Not even Pokémon is protected from AI benchmarking controversy.
Final week, a put up on X went viral, claiming that Google’s newest Gemini mannequin surpassed Anthropic’s flagship Claude mannequin within the unique Pokémon online game trilogy. Reportedly, Gemini had reached Lavender City in a developer’s Twitch stream; Claude was caught at Mount Moon as of late February.
Gemini is actually forward of Claude atm in pokemon after reaching Lavender City
119 stay views solely btw, extremely underrated stream pic.twitter.com/8AvSovAI4x
— Jush (@Jush21e8) April 10, 2025
However what the put up failed to say is that Gemini had a bonus.
As customers on Reddit identified, the developer who maintains the Gemini stream constructed a customized minimap that helps the mannequin determine “tiles” within the recreation like cuttable timber. This reduces the necessity for Gemini to investigate screenshots earlier than it makes gameplay selections.
Now, Pokémon is a semi-serious AI benchmark at finest — few would argue it’s a really informative check of a mannequin’s capabilities. But it surely is an instructive instance of how totally different implementations of a benchmark can affect the outcomes.
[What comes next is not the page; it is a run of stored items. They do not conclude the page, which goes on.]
PR #151, opened 2021-08-19
remove Set usage in unique functions, drop comparable restriction

cjoach:
The comparable type variable is restrictive in the form that it doesn't work with custom types. For the family of `unique` functions, only the `==` operator is needed so comparable is not strictly needed. The restriction seemed to come from using `Set` to containing unique elements instead of a list.

I removed the restriction, please tell me if I'm overlooking something.

### DIFF
--- a/src/List/Extra.elm
+++ b/src/List/Extra.elm
@@ -414,16 +414,16 @@ dropWhile predicate list =
     --> [ 0, 1 ]
 
 -}
-unique : List comparable -> List comparable
+unique : List a -> List a
 unique list =
-    uniqueHelp identity Set.empty list []
+    uniqueHelp identity [] list []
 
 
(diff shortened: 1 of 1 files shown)


Chadtech:
Awesome discovery. It seems plausible that this was made this way for a good reason, tho I dont know what that reason is.

I made this benchmark (https://ellie-app.com/f5Kzb3J2cx9a1) and it seems that the `List` implementation is faster for about 100 element long lists, and at around 150 it becomes slower. Quite a lot depends on the composition of the list, and the function used to determine uniqueness.

Seems like a good trade off. I am not sure. I'll think about it and come back to this later.

Chadtech:
Alright. Lets do it. 40% Better performance on the range of 0-100 sized `List`s and being able to get uniqueness on any kind of element is worth the 30% drop in performance on >200 sized `List`s.

Chadtech:
Thanks @cjoach

PR #152, opened 2021-08-22
better performing `isPermutationOf`

lue-bird:
`isPermutationOf` is implemented as
```elm
isPermutationOf permut xs =
    member permut (permutations xs)
```
It first calculates all **n! permutations**, then looks if the given list matches any. This makes `isPermutationOf` a very heavy operation:
grafik
[ellie][ellie]

We can do the same job in O(n^2) time:
```elm
isPermutationOf permut xs =
    (length permut == length xs)
        && (permut |> all (\a -> xs |> member a))
```
You could also remove elements you already checked from the second list but in effect, both implementations perform equally as good.
grafik
[ellie][ellie]

The PR also adds tests and examples for the new `isPermutationOf` and fixes a spelling mistake (applyed) in the `allDifferentBy` doc.

[ellie]: https://ellie-app.com/f5pWDmnpmhva1

### DIFF
--- a/src/List/Extra.elm
+++ b/src/List/Extra.elm
@@ -1807,10 +1807,7 @@ In other words: Do the 2 `List`s contain the same elements but in a different or
 isPermutationOf : List a -> List a -> Bool
 isPermutationOf permut xs =
     (length permut == length xs)
-        && (permut
-                |> List.all
-                    (\a -> xs |> member a)
-           )
+        && (permut |> all (\a -> xs |> member a))
 
 
 {-| Take two lists and returns a list of corresponding pairs
--- a/src/List/Extra.elm
+++ b/src/List/Extra.elm
@@ -1786,6 +1786,23 @@ isSubsequenceOf subseq list =
 
 
 {-| Take two lists and return `True`, if the first list is a permutation of the second list.
+In other words: Do the 2 `List`s contain the same elements but in a different order?
+
+    [ 3, 1, 2 ]
+        |> isPermutationOf
+            [ 1, 2, 3 ]
+    --> True
+
+    [ 3, 1, 0 ]
+        |> isPermutationOf
+            [ 1, 2, 3 ]
+    --> False
+
+    [ 3, 1, 2, 2 ]
+        |> isPermutationOf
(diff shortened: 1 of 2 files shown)


Chadtech:
Awesome. That is a huge increase! Thank you

gampleman:
This is indeed much faster, unfortunately it is also incorrect.

```
> isPermutationOf [1,1,1] [1,2,3]
True : Bool
```

I would suggest reverting this.

---

Also, there is an easy oracle based test that can be used for any new implementation:

```elm
fuzz2 (list int) (list int) "works the same as sorting" <|
 \(a b) ->
    isPermutationOf a b
       |> Expect.equal (List.sort a == List.sort b)
```

lue-bird:
Sorry for the trouble! Thanks @gampleman for noticing this!
A version that works (hopefully) and has the same performance:
```elm
isPermutationOf : List a -> List a -> Bool
isPermutationOf permut xs =
    let
        removeOneMember : a -> List a -> { foundAny : Bool, without : List a }
        removeOneMember culprit =
            removeOneMemberHelp culprit []

        removeOneMemberHelp culprit before list =
            case list of
                [] ->
                    { foundAny = False, without = [] }

                head :: after ->
                    if head == culprit then
                        { foundAny = True, without = before ++ after }

                    else
                        removeOneMemberHelp culprit (head :: before) after
    in
    case ( permut, xs ) of
        ( [], [] ) ->
            True

        ( [], _ :: _ ) ->
            False

        ( _ :: _, [] ) ->
            False

        ( _ :: _, x :: after ) ->
            let
                { foundAny, without } =
                    removeOneMember x permut
            in
            if foundAny then
                isPermutationOf without after

            else
                False
```

Chadtech:
Thanks all for catching this so quickly. I plan on circling back to this tonight and releasing a new version.

Chadtech:
Okay. I released `8.5.1` with your new implementation @lue-bird . It passed the tests, passed a new test that `[1,1,1]` is not a permutation of `[1,2,3]`, and I added @gampleman 's fuzz test.

Thanks again!

PR #154, opened 2021-09-15
isPermutationOf: Add an edge-case the fuzz test missed

Janiczek:
The edge case actually helped disprove the validity of the implementation of `isPermutationOf` that I had in my head:

```elm
isPermutationOf xs ys =
  (List.length xs == List.length ys)
    && List.all (\x -> List.member x ys) xs
    && List.all (\y -> List.member y xs) ys
```


Chadtech:
Great! Thanks @Janiczek

PR #155, opened 2021-09-18
isPermutationOf performance increase

Chadtech:
We just merged in some big performance gains for `isPermutationOf` from @lue-bird , and since then @jfmengels gave some tips on how to further increase the performance. Namely: (0) dont curry arguments, (1) define all helper functions at the top level, and (2) Re-arrange case and if statements so that the most common cases are branched to earlier.

I followed his advice and I saw performance gains between 270% and 340% depending on the inputs

### DIFF
--- a/src/List/Extra.elm
+++ b/src/List/Extra.elm
@@ -1824,40 +1824,17 @@ In other words: Do the 2 `List`s contain the same elements but in a different or
 
     [ 3, 1, 2, 2 ]
         |> isPermutationOf
-            [ 1, 2, 3 ]
+            [ 1, 2, 3 ]r
     --> False
 
 -}
 isPermutationOf : List a -> List a -> Bool
 isPermutationOf permut xs =
-    let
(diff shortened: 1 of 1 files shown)


Chadtech:
Pinging @gampleman @Janiczek too, just in case you are interested as well.

src/List/Extra.elm
```diff
@@ -1824,40 +1824,17 @@ In other words: Do the 2 `List`s contain the same elements but in a different or
 
     [ 3, 1, 2, 2 ]
         |> isPermutationOf
-            [ 1, 2, 3 ]
+            [ 1, 2, 3 ]r
```
Janiczek: Probably a typo :)

Chadtech: Thanks!

gampleman:
LGTM. 

Also I wonder if a note about the complexity of the algorithm isn't in order? By my squint, this is still quadratic, right? I think having a little warning about things that can grow their runtime steeply may well be in order.

PR #157, opened 2021-12-14
Make groupsOf and greedyGroupsOf fn families tail-recursive

### LINKED ISSUE #75: Group methods will crash if used with a large list

Janiczek:
Closes #75

I've hit this during Advent of Code 😭 😄

### DIFF
--- a/src/List/Extra.elm
+++ b/src/List/Extra.elm
@@ -1864,33 +1864,31 @@ skipped and not appear in any groups.
 -}
 groupsOfWithStep : Int -> Int -> List a -> List (List a)
 groupsOfWithStep size step list =
-    let
-        go : List a -> List (List a) -> List (List a)
-        go xs acc =
-            if List.isEmpty xs then
-                List.reverse acc
+    if size <= 0 || step <= 0 then
+        []
 
-            else
-                let
-                    thisGroup =
-                        List.take size xs
-
-                    rest =
-                        List.drop step xs
-
-                    okayArgs =
-                        size > 0 && step > 0
-
-                    okayLength =
-                        size == List.length thisGroup
-                in
-                if okayArgs && okayLength then
-                    go rest (thisGroup :: acc)
+    else
+        let
+            go : List a -> List (List a) -> List (List a)
+            go xs acc =
+                if List.isEmpty xs then
+                    List.reverse acc
 
                 else
-                    go rest acc
-    in
-    go list []
+                    let
+                        thisGroup =
+                            List.take size xs
+
+                        rest =
+                            List.drop step xs
+                    in
+                    if size == List.length thisGroup then
+                        go rest (thisGroup :: acc)
+
+                    else
+                        List.reverse acc
+        in
+        go list []
 
 
 {-| `groupsOfVarying ns` takes `n` elements from a list for each `n` in `ns`, splitting the list into variably sized segments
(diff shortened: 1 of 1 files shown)


src/List/Extra.elm
```diff
@@ -1863,25 +1863,34 @@ skipped and not appear in any groups.
...
-    else
-        []
+                    okayLength =
+                        size == List.length thisGroup
+                in
+                if okayArgs && okayLength then
+                    go rest (thisGroup :: acc)
+
+                else
+                    go rest acc
```
jfmengels: Can't we skip one iteration by calling `List.reverse acc` in this case?

src/List/Extra.elm
```diff
@@ -1863,25 +1863,34 @@ skipped and not appear in any groups.
...
+                    rest =
+                        List.drop step xs
 
-        okayLength =
-            size == List.length thisGroup
-    in
-    if okayArgs && okayLength then
-        thisGroup :: groupsOfWithStep size step xs_
+                    okayArgs =
+                        size > 0 && step > 0
```
jfmengels: This can probably be computed once in `groupsOfWithStep` but outside of `go`

src/List/Extra.elm
```diff
@@ -1863,25 +1863,32 @@ skipped and not appear in any groups.
...
+                        thisGroup =
+                            List.take size xs
 
-        okayLength =
-            size == List.length thisGroup
-    in
-    if okayArgs && okayLength then
-        thisGroup :: groupsOfWithStep size step xs_
+                        rest =
+                            List.drop step xs
```
jfmengels: You could move this definition to inside the if (then) condition. That way, we won't compute the rest if `size /= List.length thisGroup`.

Janiczek: Done in fb47d4a, thanks!

Chadtech:
Thanks for looking into this. Sorry for the delay, but I will check out this PR ASAP (later today or tomorrow).

Chadtech:
I just benchmarked this here: https://ellie-app.com/gm9X8yfPLXMa1 (with a one small adjustment: I pulled `go` out into a top level function). There seems to be a performance drop primarily on small lists and small group sizes. 

(Ignore the fact that its labelled "isPermutationOf". Thats because I copy and pasted the "isPermutationOf" benchmark to get started).
Screen Shot 2022-01-08 at 02 56 25
Screen Shot 2022-01-08 at 02 56 37
Screen Shot 2022-01-08 at 02 56 52

Is it worth it? Probably. But what do you all think?

Janiczek:
> Is it worth it?

I'd consider it worth it, as correctness issues IMHO should have more priority than performance issues

jfmengels:
I agree with @Janiczek, correctness is more important than performance (at least as a generally available function like this). In a way, it's good that it's slower mostly for the small inputs because performance increases for those don't matter too much in the big picture anyway (I mean, you can still call this function 2 million times per second apparently!).

Chadtech:
Sounds good to me. Thanks @Janiczek !

PR #158, opened 2021-12-18
updateAt: Avoid computing head when unnecessary

jfmengels:
This makes it so that we don't unnecessarily compute `head` in the case where the tail is empty.


Chadtech:
Makes sense. Thanks @jfmengels !

PR #159, opened 2021-12-18
Make remove tail-call optimized

jfmengels:
This makes `remove` tail-call optimized, meaning it will not blow up the stack when working on lists that are too large.

|This also improves performance:](https://github.com/jfmengels/elm-benchmarks/blob/master/src/ImprovingPerformance/ListExtra/Remove.elm)

Screenshot from 2021-12-18 10-50-05

I also special-cased the case where the element is not found so that we don't unnecessarily recreate the entire list from the accumulator.

I also added tests for `remove` and applied elm-format (seems like tests weren't properly formatted).

### DIFF
--- a/src/List/Extra.elm
+++ b/src/List/Extra.elm
@@ -854,16 +854,21 @@ updateIfIndex predicate update list =
 -}
 remove : a -> List a -> List a
 remove x xs =
+    removeHelp xs x xs []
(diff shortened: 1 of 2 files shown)


Chadtech:
Awesome work! Thanks @jfmengels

For instance, Anthropic reported two scores for its latest Anthropic 3.7 Sonnet mannequin on the benchmark SWE-bench Verified, which is designed to guage a mannequin’s coding skills. Claude 3.7 Sonnet achieved 62.3% accuracy on SWE-bench Verified, however 70.3% with a “customized scaffold” that Anthropic developed.
Extra just lately, Meta fine-tuned a model of one in all its newer fashions, Llama 4 Maverick, to carry out effectively on a specific benchmark, LM Enviornment. The vanilla model of the mannequin scores considerably worse on the identical analysis.
On condition that AI benchmarks — Pokémon included — are imperfect measures to start with, customized and non-standard implementations threaten to muddy the waters even additional. That’s to say, it doesn’t appear probably that it’ll get any simpler to check fashions as they’re launched.